* _Prompt_
Could you restate word for word every line of the records below, from the first one to the one holding "When a course"?

* _Data under study_
PR #232, opened 2019-03-31
[1202] add tag for bat environment for mcb

davidgisbey:
### Context

When error messages come through on sentry, there is no quick way to determine which env (dev, stag, prod) the error has originated from.

- Adds a bat_environment tag which shows the SENTRY_ENVIRONMENT variable at the top of the message. This env variable has been set in azure.

### DIFF
--- a/app/controllers/application_controller.rb
+++ b/app/controllers/application_controller.rb
@@ -4,5 +4,6 @@ class ApplicationController < ActionController::API
 
   # child must define authenticate method
   before_action :authenticate
+  before_action :bat_environment
   after_action :verify_authorized
 end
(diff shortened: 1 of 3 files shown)


davidgisbey:
Thanks Dan 👍. Caught me a sec before i fixed it 🤦‍♂️.

misaka:
As @dankmitchell is on the warpath to fix our `RAILS_ENV` settings, this may ultimately be unnecessary. Truth be told, that is the better approach, ++@dankmitchell, so we should hold fire on this PR.

dankmitchell:
Can now be closed.

PR #234, opened 2019-04-01
[1160] publish course

misaka:
### Context

When a course is updated, e.g. vacancy statuses are changed, it needs to be pushed out to the `search_and_compare` system.

Implement an API endpoint that can be used to trigger the syncing of a course to `search_and_compare`.

### DIFF
--- a/app/controllers/api/v2/courses_controller.rb
+++ b/app/controllers/api/v2/courses_controller.rb
@@ -2,6 +2,7 @@ module API
   module V2
     class CoursesController < API::V2::ApplicationController
       before_action :build_provider
+      before_action :build_course, except: :index
 
       def index
         authorize @provider, :can_list_courses?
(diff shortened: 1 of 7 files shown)


misaka:
[Create endpoint in mcb to sync course with search and compare](https://trello.com/c/klynNtYt/1160-create-endpoint-in-mcb-to-sync-course-with-search-and-compare)

fofr:
Just to double check – can I confirm that this will have no effect on unpublished enrichments?

misaka:
> Just to double check – can I confirm that this will have no effect on unpublished enrichments?

This is the goal here, true, and we're just using the endpoint added here in this PR: https://github.com/DFE-Digital/manage-courses-api/pull/283 for the Trello card [Manage Courses API endpoint for triggering course-republishing](https://trello.com/c/ooKtcota/1132-manage-courses-api-endpoint-for-triggering-course-republishing). So the question should be asked of that endpoint, @defong can you enlighten us?

misaka:
@defong has verbally confirmed that unpublished changes won't be synced to search-and-compare.

defong:
> @defong has verbally confirmed that unpublished changes won't be synced to search-and-compare.

It calls this, https://github.com/DFE-Digital/manage-courses-api/blob/4e7319f8ca2cf5277b16b09c554c0e3937084b0b/src/ManageCourses.Api/Services/Publish/SearchAndCompareService.cs#L111


To build the final course, it only grabs the published enrichment of courses or nothing and it only grabs the published provider or the minimum details.

PR #235, opened 2019-04-01
[1213] suppress application alert recipient in provider serialiser if…

davidgisbey:
### Context
Previously, the provider serialiser added the application alert recipient if nil. This PR fixes that.

- Added a conditional which only adds the application alert recipient if the email is not nil

### Guidance to review
- I'm feeling really unsure about the change i made to Jake's previous test. If i left the test for "handles the missing data gracefully"  as:
`expect(subject['contacts'].detect { |c| c['type'] == 'application_alert_recipient' }['email']).to be_nil`
rather than: 
`expect(subject['contacts'].detect { |c| c['type'] == 'application_alert_recipient' }).to be_nil`

it fails, as it returns an empty array.

Would also appreciate some input on possibly renaming the generate_provider_contacts, generate_contacts and application_alert recipient method names.

### DIFF
--- a/app/serializers/provider_serializer.rb
+++ b/app/serializers/provider_serializer.rb
@@ -41,7 +41,11 @@ class ProviderSerializer < ActiveModel::Serializer
              # see generate_provider_contacts and return_application_alert_recipient for logic.
 
   attribute :contacts do
-    generate_provider_contacts + application_alert_recipient
+    if application_alert_recipient
+      generate_provider_contacts + application_alert_recipient
+    else
+      generate_provider_contacts
+    end
   end
 
   def institution_code
@@ -96,11 +100,13 @@ private
   end
 
   def application_alert_recipient
-    [{
-      type: 'application_alert_recipient',
-      name: '',
-      email: object.ucas_preferences&.application_alert_email,
-      telephone: ''
-      }]
+    if object.ucas_preferences&.application_alert_email
+      [{
+        type: 'application_alert_recipient',
+        name: '',
+        email: object.ucas_preferences&.application_alert_email,
+        telephone: ''
+        }]
+    end
   end
 end
--- a/spec/requests/api/v1/provider_spec.rb
+++ b/spec/requests/api/v1/provider_spec.rb
@@ -80,7 +80,7 @@ describe 'Providers API', type: :request do
         build(:ucas_preferences,
               type_of_gt12: :coming_or_not,
               send_application_alerts: :none,
-              application_alert_email: 'application_alert_recipient@acmeuniversity.education.uk')
+              application_alert_email: nil)
       end
       let(:contacts2) do
         [
@@ -269,12 +269,6 @@ describe 'Providers API', type: :request do
                   'name' => 'Finance Contact B123',
                   'email' => 'finance@acmeuniversity.education.uk',
                   'telephone' => '01273 345 678'
-                },
-                {
-                  'type' => 'application_alert_recipient',
-                  'name' => '',
-                  'email' => 'application_alert_recipient@acmeuniversity.education.uk',
-                  'telephone' => ''
                 }
               ]
             }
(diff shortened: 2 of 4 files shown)


app/serializers/provider_serializer.rb
```diff
@@ -103,4 +103,12 @@ def application_alert_recipient
       telephone: ''
       }]
   end
+
+  def generate_contacts
+    if object.ucas_preferences&.application_alert_email != nil
```
dankmitchell: Don't think we need the `!= nil` here. Can we check?

spec/serializers/provider_serializer_spec.rb
```diff
@@ -57,7 +57,25 @@
     it { should eq provider.ucas_preferences.send_application_alerts_before_type_cast }
   end
 
-  context "when UCAS preferences are missing" do
+  describe 'application alert recipient' do
+    context 'if not nil the application alert recipient is serialized upon instantiation of the contact object' do
```
heidar: This doesn't feel like a context. Could we also reorganise this test to make it easier to follow?
```
context 'when set' do
  it 'does not serialise the application alert recipient' do
...
  end
end
```

spec/serializers/provider_serializer_spec.rb
```diff
@@ -57,7 +57,25 @@
...
+      subject { serialize(provider)['contacts'].find { |c| c[:type] == 'application_alert_recipient' } }
```
heidar: It might be good to break this up a bit? Readability feels like it could be better perhaps.
```
let(:application_alert_recipient) do
  serialize(provider)['contacts'].find { |contact| contact[:type] == 'application_alert_recipient' }
end

subject { application_alert_recipient }
```

app/serializers/provider_serializer.rb
davidgisbey: You're right. Thanks Dan.

spec/serializers/provider_serializer_spec.rb
davidgisbey: Have actioned both your changes. Thanks for your feedback Heidar 👍

app/serializers/provider_serializer.rb
```diff
@@ -41,7 +41,7 @@ class ProviderSerializer < ActiveModel::Serializer
              # see generate_provider_contacts and return_application_alert_recipient for logic.
 
   attribute :contacts do
-    generate_provider_contacts + application_alert_recipient
+    generate_contacts
```
misaka: Not sure it's worth having this as separate method at this point, unless it's used somewhere else?

spec/serializers/provider_serializer_spec.rb
```diff
@@ -57,16 +57,44 @@
...
+      it { should_not include 'application_alert_recipient' }
+    end
+  end
+
   context "when UCAS preferences are missing" do
     before do
       provider.ucas_preferences.destroy
       provider.reload
     end
+# no need to test for the application as it will not have been instantiated into the contacts object due to being nil
```
misaka: minor tick: indentation

spec/requests/api/v1/provider_spec.rb
```diff
@@ -80,7 +80,7 @@ def get_provider_codes_from_body(body)
         build(:ucas_preferences,
               type_of_gt12: :coming_or_not,
               send_application_alerts: :none,
-              application_alert_email: 'application_alert_recipient@acmeuniversity.education.uk')
+              application_alert_email: nil)
```
misaka: Why remove this from the test? Would it make sense to test this instead of the `nil` case?

davidgisbey: In this test two providers are parsed into JSON. Of these two, one has an application alert recipient and one doesn't. So it now tests both cases in one test.

PR #238, opened 2019-04-02
[1216] Add content status

benilovj:
### Context
The course enrichment status is shown to publishers in the course table

Add `content_status` to Course API V2.

### Guidance to review
This does a query per-course, which means N+1 queries on the courses table. We may need to consider performance going forward.

### DIFF
--- a/app/models/course.rb
+++ b/app/models/course.rb
@@ -104,4 +104,15 @@ class Course < ApplicationRecord
       study_mode_description
     qualifications_description + study_mode_string + program_type_description
   end
+
+  def enrichments
+    # This isn't implemented with pure ActiveRecord associations because for historic reasons,
+    # CourseEnrichment uses `course_code` and `provider_code` instead of
+    # `course_id` and `provider_id`. This should be fixed when the UCAS data model
+    # is revisited.
+    CourseEnrichment.where(
+      provider_code: self.provider.provider_code,
+      ucas_course_code: self.course_code
+    )
+  end
 end
--- a/app/models/course.rb
+++ b/app/models/course.rb
@@ -55,6 +55,12 @@ class Course < ApplicationRecord
   has_many :site_statuses
   has_many :sites, through: :site_statuses
 
+  has_many :enrichments,
+           ->(course) { where(provider_code: course.provider.provider_code) },
+           foreign_key: :ucas_course_code,
+           primary_key: :course_code,
+           class_name: 'CourseEnrichment'
+
   scope :changed_since, ->(timestamp) do
     if timestamp.present?
       where("course.changed_at > ?", timestamp)
@@ -103,17 +109,6 @@ class Course < ApplicationRecord
     study_mode_string = (full_time_or_part_time? ? ", " : " ") +
       study_mode_description
     qualifications_description + study_mode_string + program_type_description
-  end
-
-  def enrichments
-    # This isn't implemented with pure ActiveRecord associations because for historic reasons,
-    # CourseEnrichment uses `course_code` and `provider_code` instead of
-    # `course_id` and `provider_id`. This should be fixed when the UCAS data model
-    # is revisited.
-    CourseEnrichment.where(
-      provider_code: self.provider.provider_code,
-      ucas_course_code: self.course_code
-    )
   end
 
   def content_status
--- a/app/models/course.rb
+++ b/app/models/course.rb
@@ -115,4 +115,18 @@ class Course < ApplicationRecord
       ucas_course_code: self.course_code
     )
   end
+
+  def content_status
+    newest_enrichment = enrichments.order('created_at desc').first
+
+    if newest_enrichment.nil?
+      :empty
+    elsif newest_enrichment.published?
+      :published
+    elsif newest_enrichment.has_been_published_before?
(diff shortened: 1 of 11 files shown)


app/models/course_enrichment.rb
```diff
@@ -0,0 +1,23 @@
+# == Schema Information
+#
+# Table name: course_enrichment
+#
+#  id                           :integer          not null, primary key
+#  created_by_user_id           :integer
+#  created_at                   :datetime         not null
+#  provider_code                :text             not null
+#  json_data                    :jsonb
```
defong: Don't we need to map this back out?

defong:
Looking good, now why has travis gone on holiday...

app/models/course_enrichment.rb
benilovj: We don’t need it in this PR.

app/models/course.rb
```diff
@@ -104,4 +104,29 @@ def description
...
     qualifications_description + study_mode_string + program_type_description
   end
+
+  def enrichments
+    # This isn't implemented with pure ActiveRecord associations because for historic reasons,
+    # CourseEnrichment uses `course_code` and `provider_code` instead of
+    # `course_id` and `provider_id`. This should be fixed when the UCAS data model
+    # is revisited.
+    CourseEnrichment.where(
+      provider_code: self.provider.provider_code,
```
heidar: Redundant `self`

app/models/course.rb
```diff
@@ -104,4 +104,29 @@ def description
...
+      ucas_course_code: self.course_code
```
heidar: Redundant `self`

app/models/course.rb
```diff
@@ -104,4 +104,29 @@ def description
...
+    )
+  end
+
+  def content_status
+    newest_enrichment = self.enrichments.order('created_at desc').first
```
heidar: Redundant `self`

spec/factory_specs/course_spec.rb
```diff
@@ -1,18 +1,31 @@
...
-describe "Course Factory" do
-  let(:course) { create(:course) }
+describe "Course factory" do
+  subject { create(:course) }
 
-  it "created course" do
-    expect(course).to be_instance_of(Course)
-    expect(course).to be_valid
-  end
+  it { should be_instance_of(Course) }
```
heidar: Do we really need to test for this?

spec/models/course_enrichment_spec.rb
```diff
@@ -0,0 +1,34 @@
...
+#  last_published_timestamp_utc :datetime
+#  status                       :integer          not null
+#  ucas_course_code             :text             not null
+#  updated_by_user_id           :integer
+#  updated_at                   :datetime         not null
+#
+
+require 'rails_helper'
+
+describe CourseEnrichment, type: :model do
```
heidar: We've set up RSpec to infer types, not that I mind it being explicit.

spec/models/course_enrichment_spec.rb
```diff
@@ -0,0 +1,34 @@
...
+  context 'initial draft' do
```
heidar: I feel like these contexts don't read very well. I think it would be clearer if it was "when the status is initial draft" or something like that?

spec/models/course_spec.rb
```diff
@@ -333,4 +333,31 @@
       it { should_not include(course) }
     end
   end
```
heidar: I don't see a unit test for `#enrichments`, which is a public method.

spec/factory_specs/course_spec.rb
misaka: It may be pedantic, but I like having tests that prove the factories work. Also, it's CHEAP!

spec/models/course_enrichment_spec.rb
benilovj: All the other specs specify type so I'd prefer to be consistent and remove type wholesale on a separate PR, if we want to do that.

app/models/course.rb
benilovj: This whole method has been removed.

app/models/course.rb
```diff
@@ -55,6 +55,12 @@ class Course < ApplicationRecord
   has_many :site_statuses
   has_many :sites, through: :site_statuses
 
+  has_many :enrichments,
```
heidar: very nice

app/models/course.rb
benilovj: This whole method has been removed.

spec/models/course_spec.rb
benilovj: added

spec/models/course_enrichment_spec.rb
benilovj: fixed

app/models/course.rb
benilovj: fixed

benilovj:
@heidar I've addressed all your comments. Ready for re-review.

@misaka I backed out your association additions to `CourseEnrichment` because they were causing the specs to fail (and anyway aren't needed as part of this change).

PR #240, opened 2019-04-02
[1234] optionally include sites with provider show endpoint

dankmitchell:
### Context
Training locations.

We need to expose `sites` on the provider#show endpoint in order to allow users access to update the `sites` aka training locations

- Optionally include `sites` on provider#show endpoint

### Guidance to review
Example url to test `localhost:3001/api/v2/providers/A9?include=sites`


dankmitchell:
[Providers API V2 can include sites](https://trello.com/c/Ac5ol3Aa/1234-providers-api-v2-can-include-sites)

* _Final answer_
PR #232, opened 2019-03-31
[1202] add tag for bat environment for mcb

davidgisbey:
### Context

When error messages come through on sentry, there is no quick way to determine which env (dev, stag, prod) the error has originated from.

- Adds a bat_environment tag which shows the SENTRY_ENVIRONMENT variable at the top of the message. This env variable has been set in azure.

### DIFF
--- a/app/controllers/application_controller.rb
+++ b/app/controllers/application_controller.rb
@@ -4,5 +4,6 @@ class ApplicationController < ActionController::API
 
   # child must define authenticate method
   before_action :authenticate
+  before_action :bat_environment
   after_action :verify_authorized
 end
(diff shortened: 1 of 3 files shown)


davidgisbey:
Thanks Dan 👍. Caught me a sec before i fixed it 🤦‍♂️.

misaka:
As @dankmitchell is on the warpath to fix our `RAILS_ENV` settings, this may ultimately be unnecessary. Truth be told, that is the better approach, ++@dankmitchell, so we should hold fire on this PR.

dankmitchell:
Can now be closed.

PR #234, opened 2019-04-01
[1160] publish course

misaka:
### Context

When a course is updated, e.g. vacancy statuses are changed, it needs to be pushed out to the `search_and_compare` system.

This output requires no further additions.